Il y a une dizaine d'années, la transition entre les deux techniques semblait se faire peu à peu au cours du Moyen Âge, étant définitivement achevée vers l'an mil. Il existait des signes avant-coureurs dès l'Antiquité, mais ils étaient débattus. Mais récemment, une équipe de l'université de Haïfa a mis au jour sur la côte israélienne une épave datée de 500 ans apr. J.-C., construite à partir du squelette. Cette méthode de fabrication a donc été inventée au moins un demi-millénaire plus tôt que prévu, dès l'Antiquité. Oublié, le Moyen Âge : finalement, cette révolution technique ne semble plus vraiment le concerner.

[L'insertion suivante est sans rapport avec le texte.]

PR #496, opened 2020-08-27
Ensure a supported version of libvips

bencrouse:
Trying to load the ruby-vips gem on an old version of libvips will
error, this shows a nicer warning.

### DIFF
--- a/core/lib/workarea/warnings.rb
+++ b/core/lib/workarea/warnings.rb
@@ -7,6 +7,7 @@ module Workarea
       check_mongo_notable_scan
       check_dragonfly_config
       check_auto_capture
+      check_libvips_version
     end
 
     def check_timezone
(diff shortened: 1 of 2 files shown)


core/lib/workarea/warnings.rb
```diff
@@ -86,6 +87,22 @@ def check_auto_capture
...
+    def check_libvips_version
+      if Configuration::ImageProcessing.libvips_version.present? &&
+          !Configuration::ImageProcessing.libvips?
+
+        warn <<~eos
+**************************************************
+⛔️ WARNING: libvips is installed but will not be used.
+
+The version of libvips installed is out of date. Workarea will fallback to using
+ImageMagick. We highly recommend upgrading to the latest verison of libvips to
```
tubbo, line 104:
```suggestion
ImageMagick. We highly recommend upgrading to the latest version of libvips to
```

tubbo, line 104:
```suggestion
ImageMagick. We highly recommend upgrading to the latest version of libvips to
```

core/lib/workarea/warnings.rb
```diff
@@ -86,6 +87,22 @@ def check_auto_capture
...
+      end
+    end
+
+    def check_libvips_version
+      if Configuration::ImageProcessing.libvips_version.present? &&
+          !Configuration::ImageProcessing.libvips?
+
+        warn <<~eos
+**************************************************
+⛔️ WARNING: libvips is installed but will not be used.
```
tubbo, line 101: Can we print the version here? Also, I think this would happen if you for some reason had libvips installed but `vips` wasn't in your `$PATH`. Might want to mention that's the case before people spend an hour recompiling something they didn't need to...

```suggestion
⛔️ WARNING: libvips (#{Configuration::ImageProcessing.libvips_version}) is installed in your $PATH but will not be used.
```

bencrouse, line 101:
```suggestion
⛔️ WARNING: #{Configuration::ImageProcessing.libvips_version} is available but will not be used.
```

PR #498, opened 2020-08-31
Update admin views for consistent display of inventory availability

mttdffy:
WORKAREA-262

### DIFF
--- a/core/config/locales/en.yml
+++ b/core/config/locales/en.yml
@@ -102,7 +102,7 @@ en:
       name: "Fulfillment SKU %{id}"
     inventory_sku:
       name: "Inventory %{id}"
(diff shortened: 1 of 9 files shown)


mttdffy:
This could be a patch, but for now I have it pointed at master for 3.6. Thoughts?

core/config/locales/en.yml
```diff
@@ -102,6 +102,7 @@ en:
       name: "Fulfillment SKU %{id}"
     inventory_sku:
       name: "Inventory %{id}"
+      jump_to_text: "%{id} (%{count} sellable units)"
```
bencrouse, line 105:
```suggestion
      jump_to_text: "%{id} (%{count} sellable)"
```

PR #500, opened 2020-09-01
Make Workarea compatible with Zeitwerk

bencrouse:
This updates to the latest version of the rails-decorators gem, and
makes a few minor changes to allow Zeitwerk loading to function
correctly.

To check that your project is good to go for Zeitwerk, we recommend
running `rails zeitwerk:check` which will test your application to
determine if it's ready.


core/app/models/workarea/search/storefront/product.rb
```diff
@@ -1,7 +1,7 @@
 module Workarea
   module Search
     class Storefront
-      class Product < Search::Storefront
+      class Product < ::Workarea::Search::Storefront
```
tubbo, line 4: We're using this same abbreviated syntax in all of the `search/admin` models, I wonder why you didn't need to do this same change in those classes?

bencrouse: Maybe something to do with the name `Product`?

PR #503, opened 2020-09-03
Fix incorrect tracking and metrics after impersonation

bencrouse:
Not managing the email cookie and unintentional merging of metrics leads
to incorrect values in the admin.


mttdffy (approved):

mttdffy (changes requested):
Relevant test failure?

tubbo (approved):

PR #504, opened 2020-09-03
Add config to allow defining a default tax code for shipping services

mttdffy:
WORKAREA-256

### DIFF
--- a/core/app/models/workarea/shipping/service.rb
+++ b/core/app/models/workarea/shipping/service.rb
@@ -37,15 +37,22 @@ module Workarea
       end
 
       def self.by_price(price)
-        cache.select do |method|
-          (method.subtotal_min.nil? || method.subtotal_min <= price) &&
-            (method.subtotal_max.nil? || method.subtotal_max >= price)
+        cache.select do |service|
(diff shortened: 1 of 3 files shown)


core/lib/workarea/configuration.rb
```diff
@@ -1306,6 +1306,12 @@ def self.setup_defaults
         cvv
         amount
       ]
+
+      # Tax code assigned to shipping options when an existing service does
+      # not exist. This is useful for third-party gateways to assign tax codes
+      # to dynamically generated options. This can either be a string or a proc.
+      # If using a proc, the carrier and name of the service will be passed.
+      config.default_shipping_service_tax_code = nil
```
bencrouse, line 1314: Any reason we shouldn't make this admin facing?

mttdffy: admin can't define procs?

bencrouse: the code looks like it would support both!

mttdffy: Not sure what you're saying

bencrouse (approved):

PR #507, opened 2020-09-09
Improve display of disabled toggles

bencrouse:
When a toggle button is disabled, it should reflect that visually
instead of just looking like it should be functional.


tubbo (approved):

bencrouse:
Updated for v3.4

PR #508, opened 2020-09-10
Set the default option of allow blank to true

bencrouse:
This is more consistent with the way models work, and has already been
assumed by a couple devs.

### DIFF
--- a/core/app/models/workarea/configuration/params.rb
+++ b/core/app/models/workarea/configuration/params.rb
@@ -17,12 +17,7 @@ module Workarea
               value
             end
 
-          memo[field.key] =
-            if formatted_value.blank? && !field.allow_blank?
-              field.default
-            else
-              formatted_value
-            end
+          memo[field.key] = formatted_value.presence || field.default
         end
       end
 
--- a/core/lib/workarea/configuration/administrable/field.rb
+++ b/core/lib/workarea/configuration/administrable/field.rb
@@ -53,7 +53,7 @@ module Workarea
         end
 
         def allow_blank?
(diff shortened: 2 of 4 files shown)


tubbo (approved):

core/app/models/workarea/configuration/params.rb
```diff
@@ -17,12 +17,7 @@ def to_h
               value
             end
 
-          memo[field.key] =
-            if formatted_value.blank? && !field.allow_blank?
-              field.default
-            else
-              formatted_value
-            end
+          memo[field.key] = formatted_value.presence || field.default
```
mttdffy, line 20: so if someone defines a field

```
field 'Foo',
  type: String,
  default: 'bar',
  allow_blank: true
```
and the admin blanks out the field, the value will be `foo`?

mttdffy (changes requested):
Think this is potentially dangerous to flip this in a patch

core/app/models/workarea/configuration/params.rb
bencrouse: Isn't that what a default means?

mttdffy: default is the initial value, a user blanking out a field that is allowed to be blank seems intentional enough that it should be left blank. If the field required a value than setting default when left blank would make sense but not in the same of a field that the developer defined as ok to be blank.

bencrouse:
If we don't want to change behavior in a patch, this really can't be achieved. I'll open different PRs.

PR #511, opened 2020-09-11
Add content security policy controls

mttdffy:
WORKAREA-268

### DIFF
--- a/admin/config/locales/en.yml
+++ b/admin/config/locales/en.yml
@@ -672,6 +672,7 @@ en:
           browser_title: Browser Title
           browser_title_note: The title appears in the top bar of a web browser and is shown in search engine results.
           browser_title_placeholder: "(defaults to content name)"
+          content_security_policy_note: This should be a single line string representing the content security policy for this content. This will be appended to the global security policy, if any.
           clear_asset: Clear asset
           css: CSS
           css_note: The CSS block is output just before the end of the head. The content of this block is automatically is wrapped in a style tags.
@@ -1644,6 +1645,7 @@ en:
         backordered_units: Backordered Units
         backordered_until: Backordered Until
         body: Body
+        blocked_uri: Blocked URI
         breadcrumbs: Breadcrumbs
         browser_info: Browser Info
         browser_title: Browser Title
@@ -1661,6 +1663,7 @@ en:
         completed_at: Completed
         content: Content
         content_blocks: Content Blocks
+        content_security_policy: Content Security Policy
         copied_from_id: Copied From
         count: Count
         country: Country
@@ -1684,6 +1687,7 @@ en:
         discount: Discount
         discounts: Discounts
         display_name: Display Name
+        document_uri: Document URI
         downloads: Downloads
         email: Email
         enabled: Enabled
@@ -1747,6 +1751,7 @@ en:
         order: Order
         orders: Orders
         original_id: Original ID
+        original_policy: Policy
         other: "%{count} fields"
         packaged_product_ids: Packaged Products
         pass: Pass
@@ -1856,6 +1861,7 @@ en:
         url: URL
         user_tags: User Tags
         variants: Variants
+        violated_directive: Violated Directive
         weight: Weight
         width: Width
       form:
@@ -3278,6 +3284,8 @@ en:
           title: Average Order Value
         back: Back
         by: by
+        content_security_policy_violations:
+          title: Content Security Policy Violations
         customers:
           filters:
             all: All Customers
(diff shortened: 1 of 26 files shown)


admin/config/locales/en.yml
```diff
@@ -672,6 +672,7 @@ en:
           browser_title: Browser Title
           browser_title_note: The title appears in the top bar of a web browser and is shown in search engine results.
           browser_title_placeholder: "(defaults to content name)"
+          content_security_policy_note: This should be a single line string representing the content security policy for this content. This will be appended to the global security policy, if any.
```
bencrouse, line 675: Can you add an example here for them to reference? Maybe we should move to a tooltip to allow more thorough explanation and like a copy pasta example.

core/config/initializers/13_rack_attack.rb
```diff
@@ -182,6 +182,25 @@ class Rack::Attack
     end
   end
 
+  # Throttle POST requests to /content_security_violations by IP address
+  #
+  # Key: "rack::attack:#{Time.now.to_i/:period}:csp_violations/ip:#{req.ip}"
+  throttle('csp_violations/ip', limit: 10, period: 10.minutes) do |request|
```
bencrouse, line 188: Seems good, I'm curious about the thought to throttle this harder than the general throttle.

storefront/.byebug_history
```diff
@@ -0,0 +1,12 @@
+continue
```
bencrouse, line 1: Debugging!

storefront/app/controllers/workarea/storefront/content_security_policy.rb
```diff
@@ -0,0 +1,52 @@
+module Workarea
+  module Storefront
+    module ContentSecurityPolicy
```
bencrouse, line 3: It looks like the Rails DSL supports a block that can be dynamic in a controller. Can we use that instead of the artisanal approach?

storefront/app/controllers/workarea/storefront/categories_controller.rb
```diff
@@ -7,5 +7,11 @@ def show
       raise InvalidDisplay unless model.active? || current_user.try(:admin?)
       @category = Storefront::CategoryViewModel.new(model, view_model_options)
     end
+
+    private
+
+    def page_specific_content_policy
```
bencrouse, line 13: This would be nicer as a delegation, something like `delegate :content_security_policy_config, to: :@category`

storefront/app/controllers/workarea/storefront/pages_controller.rb
```diff
@@ -19,5 +19,11 @@ def robots; end
     def accessibility; end
     def browser_config; end
     def web_manifest; end
+
+    private
+
+    def page_specific_content_policy
```
bencrouse, line 25: Delegation would be less lines of code!

bencrouse (changes requested):
Also can you add a system test for the report?

storefront/app/controllers/workarea/storefront/content_security_policy.rb
mttdffy: but the block needs to use the dsl, which would be a nightmare to support via user input.

storefront/app/controllers/workarea/storefront/categories_controller.rb
mttdffy: I guess? Not 💯 on what you mean.

core/config/initializers/13_rack_attack.rb
mttdffy: In my head its likely that if violations were present on the site, a single user would hit the same violations over and over. So basically I set the limit to a number thats reasonable but stops the same violation reports from getting processed repeatedly.

storefront/app/controllers/workarea/storefront/pages_controller.rb
mttdffy: in the controller, but I'd have to define a method elsewhere. Don't think it's worth it.

storefront/app/controllers/workarea/storefront/categories_controller.rb
bencrouse: We can rename this method (and the one on the model) to `content_security_policy_config` or something similar and use the above delegation rather than define the "extra" method here.

storefront/app/controllers/workarea/storefront/content_security_policy.rb
bencrouse: Like because the admin input is just raw text?

bencrouse (changes requested):

bencrouse:
Maybe we should have a UX discussion over this?

bencrouse:
Closing, for now.

PR #513, opened 2020-09-14
Add required option to config DSL in place of allow blank

bencrouse:
This removes the `allow_blank` option from the configuration DSL and adds
the `required` in its place. This is done to align with developer
expectations we've experienced.

### DIFF
--- a/core/app/models/workarea/configuration/params.rb
+++ b/core/app/models/workarea/configuration/params.rb
@@ -17,12 +17,7 @@ module Workarea
               value
             end
 
-          memo[field.key] =
-            if formatted_value.blank? && !field.allow_blank?
-              field.default
-            else
-              formatted_value
-            end
+          memo[field.key] = formatted_value.presence || field.default
         end
       end
 
--- a/core/app/models/workarea/configuration/params.rb
+++ b/core/app/models/workarea/configuration/params.rb
@@ -17,7 +17,11 @@ module Workarea
               value
             end
 
-          memo[field.key] = formatted_value.presence || field.default
+          memo[field.key] = if field.required?
+            formatted_value.presence || field.default
+          else
+            formatted_value || field.default
+          end
         end
       end
 
--- a/docs/source/articles/configuration-fields.html.md
+++ b/docs/source/articles/configuration-fields.html.md
@@ -98,13 +98,13 @@ Of note, `duration` allows you to define a field for periods of time like `3.day
 
 When defining a configuration field, there are a number of options you can provide.
 
-- `allow_blank`
+- `required`
 
-  Defaults to false. Whether or not the field can be set to a blank value by a user. Blank values submitted for a field that does not allow it will be set to the field's default value. The admin UI will also prevent user's from submitting blank field values when this is false.
+  Whether or not the field is required, defaults to `false`. Blank values submitted for a field that does not allow it will be set to the field's default value. The admin UI will also prevent user's from submitting blank field values when this is `false`.
 
 - `default`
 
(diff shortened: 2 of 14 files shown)


tubbo (approved):

core/app/models/workarea/configuration/params.rb
```diff
@@ -17,12 +17,7 @@ def to_h
               value
             end
 
-          memo[field.key] =
-            if formatted_value.blank? && !field.allow_blank?
-              field.default
-            else
-              formatted_value
-            end
+          memo[field.key] = formatted_value.presence || field.default
```
mttdffy, line 20: Did we ever come to resolution with this from the old PR? Still think this logic is no good in the scenario of field that is not required, with a default value, but an admin wants to it be blank.

docs/source/articles/configuration-fields.html.md
```diff
@@ -98,13 +98,13 @@ Of note, `duration` allows you to define a field for periods of time like `3.day
 
 When defining a configuration field, there are a number of options you can provide.
 
-- `allow_blank`
+- `required`
 
-  Defaults to false. Whether or not the field can be set to a blank value by a user. Blank values submitted for a field that does not allow it will be set to the field's default value. The admin UI will also prevent user's from submitting blank field values when this is false.
+  Whether or not the field is required, defaults to `false`. Blank values submitted for a field that does not allow it will be set to the field's default value. The admin UI will also prevent user's from submitting blank field values when this is `false`.
```
mttdffy, line 103: This set of sentences is really confusing in the context of `requires` over the old `allow_blank`

```suggestion
  Whether or not the field is required, defaults to `false`. The admin UI will prevent user's from submitting blank field values for required fields. If values are submitted in some other way, blank values for a required field will be set to the field's default value.
```

docs/source/articles/configuration-fields.html.md
```diff
@@ -98,13 +98,13 @@ Of note, `duration` allows you to define a field for periods of time like `3.day
...
 
 - `default`
 
-  The initial value of the field when newly created. Must match the type defined for the field.
+  The value that will be returned when there isn't a specified value or it is blank. Must match the type defined for the field.
```
mttdffy, line 107: No likey! I don't think an admin setting a non-required field blank is unreasonable.

mttdffy (changes requested):
I think if we are making required `false` by default, we need to update the existing fields defined in base as required, yes?

bencrouse:
Regarding the current field definitions, all the ones that seem required have defaults, so there wasn't a need to add `required`.

core/app/models/workarea/configuration/params.rb
bencrouse: Oh that must have happened while you were out.

https://github.com/workarea-commerce/workarea/pull/508
https://github.com/workarea-commerce/workarea/pull/512

Logically, there wasn't a way to change the default of `allow_blank` and preserve all the existing functionality, which you felt shouldn't be changed in a patch.

docs/source/articles/configuration-fields.html.md
bencrouse: I'm not so sure, but if you did want to achieve that, you could just not provide a `default` and set `required: false`.

bencrouse:
I think there's kind of 2 ways to think about what this feature is and that's leading to the confusion. One is that this is a model-like DSL to configure the `Configuration::Admin` instance. The other is a DSL to configure the admin UI. Maybe reconciling that will help us find clarity in the way we think about it.

mttdffy (approved):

Mais les découvertes de Yenikapı viennent à nouveau de rebattre les cartes. Car elles montrent que les deux types de construction ont en fait coexisté pendant des siècles.

« Les épaves de Yenikapı montrent que la transition fut plus longue et plus complexe qu’on ne le pensait jusqu’alors » indique Patrice Pomey. Avec deux autres chercheurs, il a récemment montré que cette transition technique semble s'être développée indépendamment en plusieurs points de la Méditerranée (http://dx.doi.org/10.1111/j.1095-9270.2012.00357.x)e. « À Yenikapı, il y a justement différentes traditions de construction, dont il serait désormais important de déterminer l'origine. » Ce qui pourrait être fait par exemple par l'analyse précise des bois utilisés.


En d'autres termes, loin d'être une solution technique qui s'est imposée par son évidence, la technique moderne de construction des bateaux est sans doute le fruit de tâtonnements et de rationalisations économiques progressives, tandis que des traditions anciennes, ça et là autour de la Méditerranée, continuaient de montrer leur efficacité.

C'est donc toute une histoire, sur plusieurs siècles, qu'appellent à écrire les découvertes de Yenikapı.